We (the AIR team) have been doing some thinking about the future of Rich Internet Applications as we start work on the next major release of AIR. Here’s a couple of relevant trends as I see them.
First, personal data is being aggregated onto a relatively smaller number of storage services. For example, calendars, email, photos, addresses, and so on are no longer always stored on individual machines. Instead, millions of people store this information on a limited number of storage services provided primarily by Microsoft, Yahoo!, and Google.

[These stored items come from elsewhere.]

PR #641, opened 2023-05-11
make https the default, but enable running in http mode with the https config

andyleiserson:
Branch includes #637.

@akoshelev observed that `https` URLs in `network.toml` were honored even when running in HTTP mode. With this change, the URL scheme in the configuration is overridden with whatever is selected on the command line. To reduce confusion, I also changed `test-setup` to write URLs in the config with host and port only.

I also made HTTPS the default when running a helper (option is now `--disable-https` instead of `--https`), and in the default configuration for real-infra unit tests.

### DIFF
--- a/src/bin/helper.rs
+++ b/src/bin/helper.rs
@@ -1,4 +1,5 @@
-use clap::{self, builder::ArgPredicate, ArgAction, Parser, Subcommand};
+use clap::{self, Parser, Subcommand};
+use hyper::http::uri::Scheme;
 use ipa::{
     cli::{keygen, test_setup, KeygenArgs, TestSetupArgs, Verbosity},
     config::{NetworkConfig, ServerConfig, TlsConfig},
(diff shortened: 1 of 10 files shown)


src/net/server/mod.rs
```diff
@@ -188,6 +171,37 @@ impl MpcHelperServer {
     }
 }
 
+async fn spawn_server<A>(
```
andyleiserson, line 174: Moved this because `start_on()` crept over the clippy limit for lines of code in a function.

src/net/server/mod.rs
```diff
@@ -50,11 +50,20 @@ impl TracingSpanMaker for () {
 pub struct MpcHelperServer {
     transport: Arc<HttpTransport>,
     config: ServerConfig,
+    _network_config: NetworkConfig,
```
andyleiserson, line 53: Not used here currently, but will be used by the client certificate support.

src/bin/helper.rs
```diff
@@ -87,17 +84,29 @@ async fn server(args: ServerArgs) -> Result<(), Box<dyn Error>> {
     };
     let server_config = ServerConfig {
         port: args.port,
-        https: args.https,
+        disable_https: args.disable_https,
         tls,
     };
```
martinthomson, line 89: `ServerArgs::config()` might be a function that produces a `ServerConfig`, which would simplify this function a little..

martinthomson (approved):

This aggregation of data is enabling the disaggregation of applications. Whereas before applications tended toward the monolithic and managed lots of local data, now the trend appears to be towards a larger number of smaller applications that depend on services to access the data they need. The data is accessed by multiple applications and each need only concern itself with the portion it requires. For example, I might browse my photos from a mobile device but reserve heavy-duty organization to access from a desktop with broadband.
Interestingly, this trend in the consumer space mirrors the existing architecture of most enterprises. Enterprises have long aggregated data into a small number of databases but provided various ways (forms, reports, query tools) of accessing and managing bits of that data.
I believe much of what I’ve seen done with early AIR applications fits the disaggregation trend: small, focused applications accessing some portion of much larger aggregated data sets. The next step is to think about how the Adobe platform–AIR, Flash, Flex Builder, et al–can better target developing these kinds of applications.